Top of RECORDS FOR THE EXERCISE

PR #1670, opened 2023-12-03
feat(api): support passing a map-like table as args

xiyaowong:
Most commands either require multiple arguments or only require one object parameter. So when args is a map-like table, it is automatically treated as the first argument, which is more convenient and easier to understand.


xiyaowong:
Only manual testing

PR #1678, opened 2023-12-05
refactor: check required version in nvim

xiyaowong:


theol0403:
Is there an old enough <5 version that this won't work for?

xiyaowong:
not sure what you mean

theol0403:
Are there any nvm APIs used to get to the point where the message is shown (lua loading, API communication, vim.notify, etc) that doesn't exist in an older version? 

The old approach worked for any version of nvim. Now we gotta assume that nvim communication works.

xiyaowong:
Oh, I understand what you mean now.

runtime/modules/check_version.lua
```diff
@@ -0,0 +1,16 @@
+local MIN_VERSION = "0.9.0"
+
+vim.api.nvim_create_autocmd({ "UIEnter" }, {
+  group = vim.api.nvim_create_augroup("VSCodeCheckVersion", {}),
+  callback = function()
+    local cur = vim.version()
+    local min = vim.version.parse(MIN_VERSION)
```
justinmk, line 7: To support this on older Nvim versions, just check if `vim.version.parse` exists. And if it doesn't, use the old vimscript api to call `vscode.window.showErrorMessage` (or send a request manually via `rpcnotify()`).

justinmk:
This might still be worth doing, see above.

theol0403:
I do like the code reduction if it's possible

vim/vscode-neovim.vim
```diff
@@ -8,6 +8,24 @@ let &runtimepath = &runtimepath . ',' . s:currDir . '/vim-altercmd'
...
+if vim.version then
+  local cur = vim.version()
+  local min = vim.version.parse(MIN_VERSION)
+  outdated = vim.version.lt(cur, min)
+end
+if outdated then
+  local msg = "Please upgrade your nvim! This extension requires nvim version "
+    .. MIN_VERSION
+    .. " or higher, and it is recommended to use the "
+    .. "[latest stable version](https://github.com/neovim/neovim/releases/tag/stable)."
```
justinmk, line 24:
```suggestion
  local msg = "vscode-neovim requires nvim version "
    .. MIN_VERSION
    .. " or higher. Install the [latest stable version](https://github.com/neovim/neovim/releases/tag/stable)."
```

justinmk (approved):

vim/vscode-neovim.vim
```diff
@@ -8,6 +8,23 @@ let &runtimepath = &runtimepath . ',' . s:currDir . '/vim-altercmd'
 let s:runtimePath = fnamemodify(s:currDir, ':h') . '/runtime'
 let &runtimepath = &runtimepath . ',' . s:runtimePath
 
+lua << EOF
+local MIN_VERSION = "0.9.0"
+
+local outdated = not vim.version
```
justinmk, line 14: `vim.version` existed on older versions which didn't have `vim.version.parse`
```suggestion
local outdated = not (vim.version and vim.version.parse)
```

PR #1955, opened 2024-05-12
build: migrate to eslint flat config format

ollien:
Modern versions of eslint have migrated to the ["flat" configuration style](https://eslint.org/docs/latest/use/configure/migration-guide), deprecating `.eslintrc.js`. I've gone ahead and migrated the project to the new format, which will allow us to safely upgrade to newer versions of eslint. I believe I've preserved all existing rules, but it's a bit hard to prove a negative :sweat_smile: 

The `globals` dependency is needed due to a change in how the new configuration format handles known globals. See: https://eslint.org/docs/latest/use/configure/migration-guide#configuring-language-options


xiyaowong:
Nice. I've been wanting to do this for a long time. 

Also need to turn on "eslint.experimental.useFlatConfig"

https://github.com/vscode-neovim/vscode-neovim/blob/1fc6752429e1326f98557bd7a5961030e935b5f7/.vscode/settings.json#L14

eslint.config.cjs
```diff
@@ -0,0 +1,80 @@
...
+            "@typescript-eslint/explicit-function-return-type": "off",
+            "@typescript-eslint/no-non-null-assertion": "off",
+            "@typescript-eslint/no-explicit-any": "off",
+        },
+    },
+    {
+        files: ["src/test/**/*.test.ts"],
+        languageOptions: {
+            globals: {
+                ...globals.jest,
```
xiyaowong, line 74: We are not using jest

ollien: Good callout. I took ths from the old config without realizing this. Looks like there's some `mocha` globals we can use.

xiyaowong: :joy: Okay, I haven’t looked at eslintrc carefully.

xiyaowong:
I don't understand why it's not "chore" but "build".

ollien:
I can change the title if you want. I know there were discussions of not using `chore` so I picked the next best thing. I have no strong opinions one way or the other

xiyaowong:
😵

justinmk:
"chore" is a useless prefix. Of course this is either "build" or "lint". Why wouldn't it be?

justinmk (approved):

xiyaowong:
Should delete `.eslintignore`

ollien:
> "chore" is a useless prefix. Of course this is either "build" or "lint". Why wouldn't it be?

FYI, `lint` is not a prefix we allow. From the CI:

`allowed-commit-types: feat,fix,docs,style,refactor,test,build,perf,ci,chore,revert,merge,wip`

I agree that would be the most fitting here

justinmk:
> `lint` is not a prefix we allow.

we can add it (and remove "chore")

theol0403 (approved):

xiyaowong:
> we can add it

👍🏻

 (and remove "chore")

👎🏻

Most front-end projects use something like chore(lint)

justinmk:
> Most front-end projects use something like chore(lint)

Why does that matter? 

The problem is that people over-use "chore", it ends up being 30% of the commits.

Bottom of RECORDS FOR THE EXERCISE

Could you copy out every line in the material above that contains the string "projects"?

Most front-end projects use something like chore(lint)
> Most front-end projects use something like chore(lint)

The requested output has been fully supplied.